The flower propagates with seeds. After the plant reaches 15 years of age, it starts producing a seed crop every year. The seeds are transported by birds like the bohemian waxwing who also eat the berries. The seeds themselves are firm but regularly damaged by deer.

==Other achievements==
In 1982, Verna Pratt co-founded the Alaska Native Plant Society with her husband, Frank. She served as president of the society from 1982 to 1988. Pratt then founded the Alaska Chapter of the North American Rock Garden Society in 1997. In 1999, she received the Meritorious Service Award for producing informational sources that promoted learning.
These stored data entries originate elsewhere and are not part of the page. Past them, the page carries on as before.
PR #324, opened 2021-09-24
F+1 catch bump round fix

alonmuroch:
This solves an issue of bumping round (while f+1 catch up) directly by calling state.round ++ which doesn't execute the necessary bump round logic. 
This caused f+1 to sometimes not execute the change round quorum as it didn't reset:
i.processChangeRoundQuorumOnce = sync.Once{}
	i.processPrepareQuorumOnce = sync.Once{}
	i.processCommitQuorumOnce = sync.Once{}

### DIFF
--- a/ibft/partial_change_round.go
+++ b/ibft/partial_change_round.go
@@ -55,7 +55,7 @@ func (i *Instance) uponChangeRoundPartialQuorum(msgs []*network.Message) (bool, 
 
 	// TODO - could have a race condition where msgs are processed in a different thread and then we trigger round change here
 	if foundPartialQuorum {
-		i.State.Round.Set(lowestChangeRound)
+		i.bumpToRound(lowestChangeRound)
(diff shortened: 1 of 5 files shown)


amir-blox (approved):

ibft/partial_change_round.go
```diff
@@ -55,7 +55,7 @@ func (i *Instance) uponChangeRoundPartialQuorum(msgs []*network.Message) (bool,
 
 	// TODO - could have a race condition where msgs are processed in a different thread and then we trigger round change here
 	if foundPartialQuorum {
-		i.State.Round.Set(lowestChangeRound)
+		i.bumpToRound(lowestChangeRound)
 		metricsIBFTRound.WithLabelValues(string(i.State.Lambda.Get()),
```
amir-blox, line 59: reporting to metric is redundant as `bumpToRound` calls it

The following year, Verna Pratt was honored by the Anchorage YWCA as a Woman of Achievement. In 2002, she was elected to the national board of directors for the North American Rock Garden Society.
In 2009, along with her husband, Verna Pratt was the first person awarded a Lifetime Achievement Award from the Anchorage Chapter of Alaska Master Gardeners Association.
Verna Pratt was also an avid educator. She taught classes and led hiking tours at the University of Alaska Anchorage, Denali National Park, the Alaska Botanical Garden, and the Anchorage School District. Pratt was the keynote speaker at the International Rock Garden Plant Conference in Scotland in 2001.